Having to bounce back from a loss for the first time all season, the Blue Devils did not generate a goal through the first 45 minutes of action Wednesday night. When a Georgia State player picked up a pair of yellow cards, Duke took advantage, scoring four second-half goals.
Wednesday’s game against Georgia State was uncharted territory for the Blue Devils. A young Duke team had to respond to a loss for the first time after Friday night’s 1-0 letdown against Virginia Tech.
“It was a unique situation,” sophomore Danny Miller said. “We were saying that we hated the way we felt after Virginia Tech and we didn’t want to feel that way again. ”
The No. 16 Blue Devils (12-1) avoided that disappointment again by beating Georgia State (6-4-1) 4-0 at Koskinen Stadium Wednesday night. Although the score would not indicate it, the victory did not come easily for Duke, which had to rely on a costly foul by Georgia State to begin its scoring onslaught.
With the game still scoreless in the 56th minute, Georgia State forward Ben Link picked up his second yellow card of the match, giving Duke a one-man advantage for the remainder of the contest. The Blue Devils capitalized on their opponent’s folly. Five minutes later, Spencer Wadsworth centered the ball to Nigi Adogwa, who pounded the ball into the bottom left corner of the net past a diving Georgia State goalie.
“[Wadsworth] got the ball in with a perfect cross,” Adogwa said. “He’s been trying that in previous games, but today I just felt it was going to come there and I was lucky enough to finish it up.”
The Panthers tried in earnest to mount a comeback, but it was to no avail as the Blue Devil defense held up strong and senior goalie Justin Trowbridge notched yet another shutout.
“They were defending and countering and still were able to get forward a little bit, but it’s obviously a big problem for them when that happens,” head coach John Rennie said.
Georgia State’s pressing offense left huge holes in its defense, and Duke poured in three more goals before the match was over. The Blue Devils took advantage of a Georgia State team that, in addition to being down a goal, was also playing short-handed.
“Whether it was 10 or 11 guys, I think we wore them out and then we got more chances,” Rennie said. “This is not a bad team we were up against.”
Danny Kramer, Paul Dudley and Ryan Pascioni scored the last three goals. Pascioni’s goal was the first of his career, and came just minutes after earned his first collegiate point by assisting on Dudley’s goal.
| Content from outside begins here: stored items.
PR #364, opened 2025-02-05
add decimation and clean_method params for gen_isosurface

akhanf:
- for clean_method, cleanAK and cleanJD can be specified, but in my hippocampal test case, they are indistinguishable..
- decimation is also enabled by default to fix memory issues with surface resampling (even just a little decimation seems to solve it)
- note: decimation only works with cleanAK (cleanJD seems to choke on decimated surfaces)..

### DIFF
--- a/.gitignore
+++ b/.gitignore
@@ -14,7 +14,6 @@ dist/
 downloads/
 eggs/
 .eggs/
-lib/
 lib64/
 parts/
 sdist/
--- a/hippunfold/config/snakebids.yml
+++ b/hippunfold/config/snakebids.yml
@@ -688,6 +688,7 @@ laplace_labels:
         - 8
       src:
         - 1
+        - 3
       sink:
         - 2
         - 4
--- a/hippunfold/config/snakebids.yml
+++ b/hippunfold/config/snakebids.yml
@@ -660,7 +660,6 @@ laplace_labels:
     IO:
       gm:
         - 1
-        - 8
       src:
         - 2
         - 4
--- a/hippunfold/workflow/Snakefile
+++ b/hippunfold/workflow/Snakefile
@@ -120,26 +120,12 @@ if config["modality"] == "hippb500":
 
 
 include: "rules/coords.smk"
-
-
 include: "rules/warps.smk"
-
-
 include: "rules/gifti.smk"
-
-
 include: "rules/subfields.smk"
-
-
 include: "rules/resample_final_to_crop_native.smk"
-
-
 include: "rules/qc.smk"
-
-
 include: "rules/myelin_map.smk"
-
-
 include: "rules/native_surf.smk"
 
 
--- a/hippunfold/workflow/Snakefile
+++ b/hippunfold/workflow/Snakefile
@@ -120,12 +120,26 @@ if config["modality"] == "hippb500":
 
 
 include: "rules/coords.smk"
+
+
 include: "rules/warps.smk"
+
+
 include: "rules/gifti.smk"
+
+
 include: "rules/subfields.smk"
+
+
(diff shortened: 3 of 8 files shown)


akhanf:
actually, it looks like even with decimation reduction of 0 (ie no actual decimation), the workbench crashing issue is resolved, so likely the problem has to do with something strange happening to the surfaces in cleanJD..

akhanf:
Sorry I actually have some additional uncommitted changes, using pyvista for cleaning, hole filling, connected comps (all one liners), will merge when I have a chance.. 

Will see if I can do the equivalent morphological operation with built-ins too, also experimenting with smoothing to clean that edge..

akhanf:
Ah also re: decimation, the reduction is not in terms of physical spacing but in proportion of total number of vertices to remove, so can't specify that with mm.. anyways will clean up a bit with my merge

akhanf:
OK for bbhist things are looking nice in the hippocampus for me (so far with cleanJD off), will have a look at dentate next (maybe later tonight or tomorrow..)

Btw, any reason we have been including the DG (label 8) in the domain when calculating IO coords in hippocampus? To me things look more anatomically correct when using just label 1 (hipp GM, not including dentate).. I know it's been 1+8 for awhile now but I can't recall the motivation, maybe was to overcome other issues with nighres? Anyways, have a look yourself if changed to just label 1..

jordandekraker:
cool, i'll give it a try! just keep an eye out for holes if they pop up in dentate gyrus (or in hipp). hopefully pyvistas fills these

re: including label 8, at one point we were estimating dentate PD coords as being hipp IO coords (a heuristic that works OK since they are roughly perpendicular). It would be reasonable to exclude it from the hipp pipeline!

akhanf:
Haven't got to the dentate yet, but here's an example of cleanJD (left) and cleanAK (right) for the current code, on bbhist left hipp, 

image


also zooming in on the one defect I could find.. 
image

akhanf:
ok surface generation with dentate is looking good now too so I think we can close this PR. Note there are two holes (with both cleanAK and cleanJD) that seem to get mostly patched up with hole-filling.. if they persist we can perhaps try to deal with them in another PR.. 

NOTE: the laplace-beltrami A-P for dentate is having a hard time since the labels don't overlap with the vertices (off by a little bit), had this issue when dealing with injected labels earlier too -- I have an idea to simply label the vertex closest to the src and closest to the sink (that should be robust, what do you think?), will implement that in another PR though..

akhanf:
Here are some snaps. Looks like we can up the pre-smoothing later for curvature estimation, as the decimation might be adding a bit more noise. Or add a tiny bit of smoothing to the actual surfaces (none enabled right now), the smooth_taubin() function is pretty customizable and is designed to avoid vertex drift, can optimize in a future PR (will post an issue).. 

image
image
image
image

akhanf:
Note: only showing thickness and curvature, until we update the gyrification measure.. will make an issue for that too..

jordandekraker:
Sounds good! I'll be running the multihist7 today (as long as my segmentations prove good enough), hopefully there are no issues but if so i can post them to the new smoothing issue.

Not quite sure what you mean about laplace-beltrami labels overlapping vertices. This is the case for hipp surfaces as well, and the idea was to simply get the nearest neighbour between APsrc|APsink|PDsrc|PDsink for every edge vertex. The main problem I've noticed is that if there is a hold in the surface, those vertices are labeled as an edge an assigned a src|sink. A second issue I saw in the bbhist hemi-R is that part of the DG is so folded that the sink appears to be halfway along the width of the DG (but the DG is actually folded on itself). This can lead to funny looking surfaces, but I might still clean it up with my manual labeling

Scoring was not always easy for Duke, as a gritty Panther defense played tough even as the Blue Devils outshot the Panthers 11 to three in the first half. The ball was in Georgia State’s defensive zone for the majority of the opening period, but Duke could not capitalize because of missed opportunities and poor shooting.
“We didn’t do much of anything wrong, but shooting was obviously not what we wanted it to be,” Rennie said.
Slow starts become a bit of a pattern for the Blue Devils lately. Against North Carolina, Duke fell behind early, but was able to battle back for the victory. A lethargic effort against Virginia Tech dealt the Blue Devils their first loss of the season. A slow start Wednesday served as the wakeup call that Duke needed.
“You can’t come into the game sleeping and walking around,” Adogwa said. “Georgia State was actually in the game in the first half. We stepped up in the second half.”
Rennie, although, was pleased with the way the team came out after Friday’s loss.
“The guys understand that in this game, not everything goes your way all the time, but the response was very good. I was very happy with the effort, the intensity and the enthusiasm,” Rennie said.
Duke next faces N.C. State in Raleigh Sunday afternoon in a crucial ACC tilt. After a brief non-conference respite to get the Blue Devils back on track, the team must now focus its attention on an ACC cellar-dwelling opponent.
“Getting those goals at the end of the half really got us back in the groove of things,” Miller said. “Hopefully we can carry that on against N.C. State.”